ウィーズリー家の家族は相変わらずにぎやかで、彼女が到着するたびに双子のフレッドとジョージがふざけて歓迎してくれた。


「お、我らが姫君ご到着だ!」

「紅茶と爆発スイーツ、どっちがいい?」


ふざけた調子に思わず笑いがこぼれると、すぐにモリー・ウィーズリーが優しく迎え入れてくれる。


「まあまあ、また痩せたんじゃないの?いっぱい食べていってね」


ロンの部屋では、壁に貼られたクィディッチのポスターに囲まれながら、トランプで遊び、夜にはロウソクの明かりの下で手紙を書いたり、将来のことを語り合ったりもした。


ハーマイオニーが1度来た事もあり、そのときは3人で庭に寝転び、星を数えた。


けれど――


ハリーの話になると、2人ともどこか言葉を濁した。
「きっと忙しいんだよ」とロンは言ったが、それが本心なのかどうか、チユには分からなかった。


「でも……手紙1本くらい書けると思うの。

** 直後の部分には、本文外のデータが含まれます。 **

PR #2841, opened 2026-08-27
fix(evals): bake released Flow SDK into shared image

tmatup:
## Summary

- install the latest published `@uipath/flow-sdk` in the shared coder-eval image alongside the CLI and tool plugins
- pull and bake the connector catalog through `uip maestro registry pull`, with SDK and catalog provenance exposed to staged workspaces
- remove the separate source-built Maestro SDK Dockerfile and env overlay

## Validation

- full `tests/docker/Dockerfile` build passed and resolved `@uipath/flow-sdk@3.25.0`; its Flow source smoke check passed
- runtime workspace staging and Flow source check passed in the built image
- `uv run --with pytest pytest tests/scripts/test_stage_preview_sdk_workspace.py tests/scripts/test_stage_shared.py -q` (2 passed)
- `npm run skills:validate`
- `git diff --check`
- `npm run skills:test` (50/52 passed; two unrelated npm publish dry-run tests are rejected by the live registry because their fixture versions require an explicit tag)

🤖 Generated with Claude Code


bai-uipath (approved):
**Retarget to main and get a green smoke run on the branch, then good to go.** Deleting the source-built SDK image and its env overlay is the change we wanted, and moving connector library generation onto `uip maestro registry pull` gets it off hand-rolled scripts.

- **Retarget to main.** This stacks on the campaign branch, which only reaches main through the 185-file eval-corpus PR. The image change is independent of that work, and landing them together means any movement in flow task results can't be attributed to one or the other. Cut it against main directly.
- **Run smoke on the branch before merge.** It is the cheapest thing that exercises the new image end to end across the non-Flow tasks, which is what answers "does its presence break anything else."
- **Make the Flow steps best-effort rather than hard-fail.** Three new network-dependent steps land in the shared image build: the SDK install, the registry pull, and the maestro source check. As written, a Flow SDK or maestro CLI hiccup that today reds one custom image will instead red the shared image and therefore the entire nightly, every suite. The existing tool install already takes this shape with its minimum-tools floor. Fix: let all three fail soft and record what resolved, so an outage degrades the Flow tasks at runtime instead of blocking everyone's image.

**Fix if you agree, otherwise lgtm:**

- **Floating `latest` in a shared image.** A Flow SDK release now changes every task's image with no repo change, and paired comparison arms lose reproducibility. Consistent with how the CLI version floats, so not a blocker, but worth pinning for scheduled runs.
- **This changes what's under test, not just packaging.** Released 3.25.0 replaces the pinned remediation build, so prior preview results stop being a baseline for post-merge ones.
- **Minor:** `prepare-connector` is gone, worth grepping the preview skills and flow tasks for it; and the preview `SKILL.md` provenance pins now name a flow-builder-sdk snapshot that no longer builds anything in the image.

tmatup:
### Review response

**1. Retarget to `main`**

**Addressed** in follow-up PR #2843 (commit `4ba850f8c`), based directly on `main`. This keeps the shared-image change independent from the campaign eval-corpus work.

**2. Run branch smoke**

**Addressed.** [Smoke run 33035138793](https://github.com/UiPath/skills/actions/runs/33035138793) is green: the image build passed and the capped cross-skill sample finished at 100% (40/40). Docker/SDK-fixture changes now trigger this suite instead of being auto-skipped.

**3. Make Flow setup best-effort**

**Fixed** in `4ba850f8c`. SDK installation, registry pull, and Flow source checking now fail soft while writing requested/resolved SDK versions, catalog hash, and per-step status to `/opt/preview-flow-sdk-assets/setup-status.json`. A forced build with a nonexistent SDK version completed with SDK `unavailable` and downstream Flow setup `skipped`; the shared CLI/tools remained usable.

**4. Floating `latest` and changed baseline**

**Keeping `latest` intentionally** to match the agreed rolling CLI/package model. The status file records the concrete resolved SDK version and registry hash so each run remains attributable; the PR notes that 3.25.0 replaces the prior remediation build.

**5. `prepare-connector` and preview provenance**

**Keeping the current guidance.** A repository-wide search found no eval task invocation. The preview guide already defines `prepare-connector` as optional and environment-provided, with a curated-library fallback when absent. The `flow-builder-sdk` SHA identifies the synchronized documentation source, not the runtime package pin.

---

🤖 Generated with [Codex](https://openai.com/codex/)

私たちの事忘れちゃったのかな……」


そう思いながら、チユはハリー宛ての手紙をまた書き直す。
言葉を何度も消しては書き、フクロウのバロンに封筒を託すのだった。


夏はまだ続いていた。


暖かな家と、にぎやかな隠れ穴、そして届かないハリーからの手紙。

そのすべてが、チユの胸に優しく、けれど確かに重なっていく。